Понедельник, 11 сентября. Я нанес ответные официальные визиты ирландскому и венгерскому посланникам. Последний занимает весьма скромное помещение на третьем этаже какого-то очень древнего дома. Он показался мне весьма приятным и рассудительным человеком, как, впрочем, большинство подобных людей. Он говорил о том, что Венгрия должна быть снова присоединена к Австрии, и обе эти страны экономически должны примкнуть к Германии.
Выложив, таким образом, карты на стол, венгерский посланник тем самым поступил совершенно недипломатично.
Затем я нанес ответный визит испанскому послу, обосновавшемуся в прекрасном дворце, построенном и обставленном в годы расцвета германского империализма и слишком уж изысканном для скромного и интеллигентного представителя современной Испании, если только таковая вообще существует. Было очевидно, что мы гораздо более сродни друг другу, чем можно было бы ожидать.

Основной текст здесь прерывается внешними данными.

Issue #40445, opened 2023-05-17
[Bug]: `io.ballerina.projects.test.PackageResolutionIntegrationTests.testCase0013` is failing 


Thevakumar-Luheerathan:
### Description

When moving from update 5 to update 6. A warning saying that,

> WARNING [package_y] Detected an attempt to compile this package using Swan Lake Update 6. However, this package was built using Swan Lake Update 5. To ensure compatibility, execute `bal build` with Swan Lake Update 6 to update the dependencies with the latest compatible versions.

is added to the diagnostics. It eventually fails the diagnostic count assertion.

### Related area

-> Other Area

PR #40522, opened 2023-05-26
Add BuildCommand tests for dependency version resolution change and fix PackageResolutionIntegrationTests#13

### LINKED ISSUE #39850: [Improvement]: Introduce distribution field to Dependencies.toml and bump dependencies if a higher distribution is used

gayaldassanayake:
## Purpose
$subject

Fixes https://github.com/ballerina-platform/ballerina-lang/issues/40445
Related to #39850

## Check List 
- [ ] Updated Change Log
- [ ] Added necessary tests
  - [ ] Unit Tests
  - [ ] Spec Conformance Tests
  - [ ] Integration Tests
- [ ] Increased Test Coverage   
  - [ ] API documentation 
  - [ ] Ballerina By Examples


cli/ballerina-cli/src/test/resources/test-resources/dep-dist-version-projects/expected-dep-tomls/new-pkg.toml
```diff
@@ -0,0 +1,37 @@
+# AUTO-GENERATED FILE. DO NOT MODIFY.
+
+# This file is auto-generated by Ballerina for managing dependency versions.
+# It should not be modified by hand.
+
+[ballerina]
+dependencies-toml-version = "2"
+distribution-version = "2201.6.0-SNAPSHOT"
```
azinneera, line 8: Hardcoded distribution version

cli/ballerina-cli/src/test/java/io/ballerina/cli/cmd/BuildCommandTest.java
```diff
@@ -888,14 +895,228 @@ public void testBuildBalProjectWithCustomMavenRepo() throws IOException {
...
+        // depA:1.0.0 -> depA:1.1.0
+        // depB:1.0.0 -> depB:1.1.0
+        Path actualDependenciesToml = projectPath.resolve("Dependencies.toml");
+        Path expectedDependenciesToml = testResources.resolve("dep-dist-version-projects").resolve("expected-dep-tomls")
+                .resolve("old-dist-precomp-pkg-with-no-sticky.toml");
+        Assert.assertTrue(actualDependenciesToml.toFile().exists());
+        assertTomlFilesEquals(actualDependenciesToml, expectedDependenciesToml);
+
+        // Revert the distribution version and dependency versions to the placeholder values
+        replaceDependenciesTomlContent(projectPath, RepoUtils.getBallerinaShortVersion(),
```
azinneera, line 1000: We can improve this to copy the project files to a temporary location and replacing them. This will avoid accidental committing of modified files.

cli/ballerina-cli/src/test/java/io/ballerina/cli/cmd/BuildCommandTest.java
```diff
@@ -888,14 +895,228 @@ public void testBuildBalProjectWithCustomMavenRepo() throws IOException {
...
+        replaceDependenciesTomlContent(projectPath, "**INSERT_DISTRIBUTION_VERSION_HERE**", "2201.5.0");
+        System.setProperty("user.dir", projectPath.toString());
+        BuildCommand buildCommand = new BuildCommand(projectPath, printStream, printStream, false);
+
+        new CommandLine(buildCommand).parseArgs();
+        buildCommand.execute();
+        String buildLog = readOutput(true);
+        Assert.assertEquals(
+                buildLog.replaceAll("\r", ""),
+                getOutput("build-old-dist-precomp-proj-with-dep.txt")
```
azinneera, line 986: The output seems to be wrong. For the combination where `Dependencies.toml` exists and --sticky flag is given, we don't update automatically. Instead, we give a hint asking the user to set sticky to false.

cli/ballerina-cli/src/test/java/io/ballerina/cli/cmd/BuildCommandTest.java
```diff
@@ -888,14 +895,228 @@ public void testBuildBalProjectWithCustomMavenRepo() throws IOException {
...
+        BuildCommand buildCommand = new BuildCommand(projectPath, printStream, printStream, false);
+
+        new CommandLine(buildCommand).parseArgs("--sticky");
+        buildCommand.execute();
+        String buildLog = readOutput(true);
+        Assert.assertEquals(
+                buildLog.replaceAll("\r", ""),
+                getOutput("build-old-dist-precomp-proj-with-dep.txt")
+                        .replaceAll("INSERT_NEW_DIST_VERSION_HERE", getNewVersionForOldDistWarning())
+                        .replaceAll("INSERT_OLD_DIST_VERSION_HERE", getOldVersionForOldDistWarning("2201.5.0")));
```
azinneera, line 1021: The output seems to be wrong. For the combination where Dependencies.toml exists and --sticky flag is given, we don't update automatically. Instead, we give a hint asking the user to set sticky to false.

gayaldassanayake: Here the Dependencies.toml sticks to the dependencies correctly. But the warning is inaccurate. will update the logic to have a hint as you suggested instead of the warning.

cli/ballerina-cli/src/test/resources/test-resources/dep-dist-version-projects/expected-dep-tomls/new-pkg.toml
gayaldassanayake: Will fix

cli/ballerina-cli/src/test/java/io/ballerina/cli/cmd/BuildCommandTest.java
gayaldassanayake: The hint was produced correctly when there no distribution-version field in the Dependencies toml. It was not produced when there is a distribution-version field but it is an older version than what the user currently has. This is fixed now.

cli/ballerina-cli/src/test/java/io/ballerina/cli/cmd/BuildCommandTest.java
azinneera: Then why do we need to revert the values?

gayaldassanayake: That is because we are using the same project for all the tests that are in the group `proj-with-deps-update-policy`. So we are reverting the changes to the test-package copied to the temporary directory after each test belonging to that group. This makes it ready for the next test.

azinneera (approved):

cli/ballerina-cli/src/test/java/io/ballerina/cli/cmd/BuildCommandTest.java
azinneera: Let's improve this to use separate projects for each test to avoid failures in the cleanup. Please create an issue to track it.

azinneera (approved):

Вечером мы все отправились на званый обед к профессору Эриху Марксу, моему университетскому учителю. Собралось очень интересное общество: два молодых офицера рейхсвера – сыновья профессора, чиновник министерства иностранных дел – некий Дрекслер с женой-голландкой, отличавшейся чувством юмора и пышными волосами, госпожа Маркс и другие члены их семьи. Разговор касался истории и политики и был весьма оживленным, так как Маркс обладает поразительным чувством юмора. Беседовали мы по-немецки и по-английски.
Вторник, 12 сентября. В 12 часов, на полчаса раньше назначенного срока, приехал мосье Франсуа-Понсэ и пробыл у меня минут сорок. Начав говорить по-английски, мы вскоре перешли на немецкий язык, которым французский посол владеет очень хорошо, так как до мировой войны учился в Берлине. С самого начала было видно, что он чем-то взволнован. Он рассказал мне об очень неприятном разговоре, который был у него накануне с бароном Нейратом. Было ясно, что у них возникли крупные разногласия и он хотел дать мне понять, насколько напряженными стали отношения между французами и немцами.

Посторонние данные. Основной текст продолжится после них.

PR #40589, opened 2023-06-05
Add check to filter listener from classes

### LINKED ISSUE #40551: JetStreamListener is listed under classes
## Description
The JetStreamListener is listed under classes in https://lib.ballerina.io/ballerinax/nats/latest 
Ideally, this should be under `Listeners`
Screenshot 2023-05-30 at 10 25 28

NipunaMadhushan:
## Purpose
Filter Listener classes from classes with a better approach.

Fixes #40551

## Approach
We cannot use `listener` as a qualifier in a class definition. Therefore the previous method to filter listener classes was to check the name of the class whether it is equal to `Listener`. But it will even filter other classes with name `Listener` as listeners and wouldn't filter listeners with other names.

These changes will check the necessary methods which should be included in a class to be a listener. The following methods should be included in a class to be a listener.
1. `attach`
2. `detach`
3. `'start`
4. `immediateStop`
5. `gracefulStop`

This approach will check for these methods to identify whether it is a listener or not.

## Check List 
- [ ] Updated Change Log
- [ ] Added necessary tests
  - [ ] Unit Tests
  - [ ] Spec Conformance Tests
  - [ ] Integration Tests
- [ ] Increased Test Coverage   
  - [ ] API documentation 
  - [ ] Ballerina By Examples

### DIFF
--- a/misc/docerina/src/main/java/org/ballerinalang/docgen/Generator.java
+++ b/misc/docerina/src/main/java/org/ballerinalang/docgen/Generator.java
@@ -485,14 +485,14 @@ public class Generator {
         if (containsToken(classDefinitionNode.classTypeQualifiers(), SyntaxKind.CLIENT_KEYWORD)) {
             return new Client(name, description, isDeprecated, fields, functions, isReadOnly, isIsolated, isService);
         } else if (containsToken(classDefinitionNode.classTypeQualifiers(), SyntaxKind.LISTENER_KEYWORD)
-                || checkListenerModel(functions)) {
+                || isListenerModel(functions)) {
             return new Listener(name, description, isDeprecated, fields, functions, isReadOnly, isIsolated, isService);
         } else {
             return new BClass(name, description, isDeprecated, fields, functions, isReadOnly, isIsolated, isService);
         }
     }
 
-    private static boolean checkListenerModel(List<Function> classFunctions) {
+    private static boolean isListenerModel(List<Function> classFunctions) {
         boolean isStartIncluded = false;
         boolean isAttachIncluded = false;
         boolean isDetachIncluded = false;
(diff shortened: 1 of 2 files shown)


misc/docerina/src/main/java/org/ballerinalang/docgen/Generator.java
```diff
@@ -485,13 +485,38 @@ private static BClass getClassModel(ClassDefinitionNode classDefinitionNode, Sem
...
 
+    private static boolean isListenerModel(List<Function> classFunctions) {
+        boolean isStartIncluded = false;
+        boolean isAttachIncluded = false;
+        boolean isDetachIncluded = false;
+        boolean isGracefulStopIncluded = false;
+        boolean isImmediateStopIncluded = false;
+
+        for (Function function : classFunctions) {
+            if (function.name.equals("'start")) {
```
keizer619, line 503: @NipunaMadhushan Shall we move these into constants?

misc/docerina/src/main/java/org/ballerinalang/docgen/Generator.java
```diff
@@ -485,13 +485,38 @@ private static BClass getClassModel(ClassDefinitionNode classDefinitionNode, Sem
...
+                isStartIncluded = true;
```
keizer619, line 504: @NipunaMadhushan We can return true here and just keep `if` conditions and can avoid line 516

misc/docerina/src/main/java/org/ballerinalang/docgen/Generator.java
```diff
@@ -485,13 +485,38 @@ private static BClass getClassModel(ClassDefinitionNode classDefinitionNode, Sem
...
+            } else if (function.name.equals("attach")) {
+                isAttachIncluded = true;
+            } else if (function.name.equals("detach")) {
+                isDetachIncluded = true;
+            } else if (function.name.equals("gracefulStop")) {
+                isGracefulStopIncluded = true;
+            } else if (function.name.equals("immediateStop")) {
```
keizer619, line 511: @NipunaMadhushan Also just wondering is it enough to check the name or do we need to validate the signature too

sm1990 (dismissed):

anuruddhal (approved):

misc/docerina/src/main/java/org/ballerinalang/docgen/Generator.java
NipunaMadhushan: @keizer619 sure. Addressed the suggestions.

keizer619 (approved):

– В прошлое воскресенье, – сказал он мне, – они показали многочисленным зрителям спектакль, где Германия была представлена великой страной, к которой обращаются две отторгнутые у нее территории с мольбой снова принять их к себе. Немецкий народ представляли коричневорубашечники и замученные, беспомощные узники. «Французские солдаты» были вооружены до зубов, англичане и американцы стояли рядом, одобрительно взирая на них. Вся эта инсценировка имела целью возбудить у немцев сильнейшую ненависть к Франции и к другим странам мира. Я заявил решительный протест министру иностранных дел, но он лишь пожал плечами и обещал, что подобные выпады не повторятся. Мне ясно, что он бессилен что-либо сделать, даже если бы и захотел.

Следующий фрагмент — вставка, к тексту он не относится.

PR #40644, opened 2023-06-08
Make node clones once

### LINKED ISSUE #40658: [Bug]: OOM in binary expr with large number of operations
### Description

```ballerina
public function main() {

    decimal d1 = 0;
    decimal d2 = 0;
    decimal d3 = 0;
    decimal d4 = 0;
    decimal d5 = 0;
    decimal d6 = 0;
    decimal d7 = 0;
    decimal d8 = 0;
    decimal d9 = 0;
    decimal d10 = 0;
    decimal d11 = 0;
    decimal d12 = 0;
    decimal d13 = 0;
    decimal d14 = 0;
    decimal d15 = 0;
    decimal d16 = 0;
    decimal d17 = 0;
    decimal d18 = 0;
    decimal d19 = 0;
    decimal d20 = 0;
    decimal d21 = 0;
    decimal d22 = 0;
    decimal d23 = 0;
    decimal d24 = 0;

    decimal totalOtherCost = + d1 
                             + d2  
                             + d3 
                             + d4  
                             + d5 
                             + d6 
                             + d7 
                             + d8 
                             + d9 
                             + d10 
                             + d11 
                             + d12 
                             + d13  
                             + d14 
                             + d15  
                             + d16 
                             + d17  
                             + d18 
                             + d19  
                             + d20 
                             + d21  
                             + d22 
                             + d23  
                             + d24
                             ;
}
```

### Steps to Reproduce

_No response_

### Affected Version(s)

U5

_No response_

### Related area

-> Compilation

_No response_

_No response_

_No response_

KavinduZoysa:
## Purpose

 Fixes #40658


compiler/ballerina-lang/src/main/java/org/wso2/ballerinalang/compiler/semantics/analyzer/TypeChecker.java
```diff
@@ -5086,7 +5086,7 @@ private BType checkAndGetType(BLangExpression expr, SymbolEnv env, BLangBinaryEx
         this.dlog.mute();
 
         expr.cloneAttempt++;
-        BType exprCompatibleType = checkExpr(nodeCloner.cloneNode(expr), env, binaryExpr.expectedType, data);
+        BType exprCompatibleType = checkExpr(nodeCloner.cloneNodeOnce(expr), env, binaryExpr.expectedType, data);
```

Франсуа-Понсэ, этот приятный, солидный человек, был глубоко взволнован. Он уверял меня, что война почти неизбежна. Мне, однако, кажется, что экономическое положение в стране сейчас лучше, чем когда-либо с того времени, как я здесь. Нацисты настолько подчинили себе прессу и ее руководителей и осуществляют над ними такой строгий контроль, что, мне кажется, еще некоторое время, может быть даже целый год, нельзя ожидать какого-либо взрыва. Что же касается международных отношений, то в этой области все слишком проблематично, чтобы предвосхищать будущее.